Dataset records |
Issue #352, opened 2023-03-11
The Pico i2c C example for the MPU6050 only returns 0x00 as gyro, accel and temp values


svkers:
The provided [Pico C i2c example for the MPU6050 ](https://github.com/raspberrypi/pico-examples/blob/master/i2c/mpu6050_i2c/mpu6050_i2c.c) does not work as expacted: It only returns 0x00 instead of the real gyro, accel and temp values.

After struggeling several time I finally managed to get real values from the MPU6050 by changing the following code line:

<pre>
```
static void mpu6050_reset() {
    // Two byte reset. First byte register, second byte data
    // There are a load more options to set up the device in different ways that could be added here
    uint8_t buf[] = {0x6B, <b>0x80</b>};
    i2c_write_blocking(i2c_default, addr, buf, 2, false);
}
```
</pre>

to 

<pre>
```
static void mpu6050_reset() {
    // Two byte reset. First byte register, second byte data
    // There are a load more options to set up the device in different ways that could be added here
    uint8_t buf[] = {0x6B, <b>0x00</b>};
    i2c_write_blocking(i2c_default, addr, buf, 2, false);
}
```
</pre>

The [MPU-6500 Register Map and Descriptions Revision 2.1](https://invensense.tdk.com/wp-content/uploads/2015/02/MPU-6500-Register-Map2.pdf) states that register 0x6B is the PWR_MGMT_1 register:
     
DEVICE_RESET SLEEP CYCLE GYRO_STANDBY TEMP_DIS CLKSEL[2:0]

So setting this register to 0x80 (binary: 1000 0000) means that the bit DEVICE_RESET is set to 1 whereas all other bits are set to 0.
The document also states for this register and bit the following:
DEVICE_RESET 1 – Reset the internal registers and restores the default settings. Write a 1 to set the reset, the bit will auto clear.

Since I am quite new to Pico and electronics I would be really glad for further clarification. Thanks!

Note: I faced this issue with various MPU6050 boards that I tested.

vacoff:
Man I can't tell you how much time I wasted on this topic. I didn't ever think the implementation could be the source of the problem. I spent 6 days in span of 3 months try to get reading from 3 different sensors, the last one which I ordered new try to narrow down the problem.

PR #494, opened 2024-04-30
fix mpu6050 sensor initialization issue

Bartosz89k:
In my case the sensor (mpu6050), was not initialized correctly and returns erroneous data. 
The proposed changes works fine.
In particular, I'm not sure why the second byte (0x80 == 1000 0000) is messing up the initialization.
As I understand from the documentation (page 40):
https://pdf1.alldatasheet.com/datasheet-pdf/view/1132807/TDK/MPU-6050.html
the seventh bit of register 0x6b should be set to one:
0x80 = 1000 0000
but it doesn't work that way.


lurch:
Related to #352 and the big discussion in #319 ?

PR #704, opened 2025-08-29
Skip uart bootloader when no mbedtls

will-v-pi:
This requires the `picotool seal` command which is only available when compiled with mbedtls

Also improve message, in line with message in pico_w/wifi/CMakeLists.txt

### DIFF
--- a/bootloaders/CMakeLists.txt
+++ b/bootloaders/CMakeLists.txt
@@ -1,8 +1,8 @@
-add_subdirectory_exclude_platforms(uart host rp2040)
-
 if (TARGET pico_mbedtls)
+    # note uart bootloader doesn't use Mbed TLS, but it requires picotool with Mbed TLS, so the above check is a good proxy
+    add_subdirectory_exclude_platforms(uart host rp2040)
     add_subdirectory_exclude_platforms(encrypted host rp2040 rp2350-riscv)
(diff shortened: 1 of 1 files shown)


bootloaders/CMakeLists.txt
```diff
@@ -1,8 +1,8 @@
-add_subdirectory_exclude_platforms(uart host rp2040)
-
 if (TARGET pico_mbedtls)
+    # note uart bootloader doesn't use Mbed TLS, but it requires picotool with Mbed TLS, so the above check is a good proxy
```
lurch, line 2: ...unless the user is using the Pico VS Code extension, as presumably the picotool in pico-sdk-tools **was** compiled with Mbed TLS ? But that might be an edge-case not worth worrying about.

will-v-pi: The Pico VS Code extension also always clones the MbedTLS submodule when cloning the SDK, so that edge case wouldn't occur anyway

This check is used here and elsewhere, as the best approximation for checking whether picotool was compiled without MbedTLS, because we're assuming that you use the same pico-sdk to build picotool and pico-examples

peterharperuk (approved):

kilograham (approved):

PR #709, opened 2025-09-08
Added 24LC32 EEPROM I2C example

Louis31423142:


i2c/24lc32_i2c/24lc32_i2c_lib.c
```diff
@@ -0,0 +1,85 @@
...
+            return true;
+        }
+        sleep_ms(1);
+    }
+    printf("ack timeout\n");
+    return false;
+}
+
+// Read num bytes of memory starting at given address into result
+void read_eeprom(uint16_t address, uint8_t *result, uint16_t num, uint8_t i2c_addr) {
```
lurch: Perhaps this should check that `(address + num - 1) < 4096` ? (and similarly in the other read / write functions)
Might also be worth doing e.g. `#define EEPROM_SIZE 4096` ?

i2c/24lc32_i2c/24lc32_i2c_lib.c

Work to complete | What the task asks for is a word-for-word repeat of the lines above, from the first through the one containing "The provided [Pico".

Solution |
Issue #352, opened 2023-03-11
The Pico i2c C example for the MPU6050 only returns 0x00 as gyro, accel and temp values


svkers:
The provided [Pico C i2c example for the MPU6050 ](https://github.com/raspberrypi/pico-examples/blob/master/i2c/mpu6050_i2c/mpu6050_i2c.c) does not work as expacted: It only returns 0x00 instead of the real gyro, accel and temp values.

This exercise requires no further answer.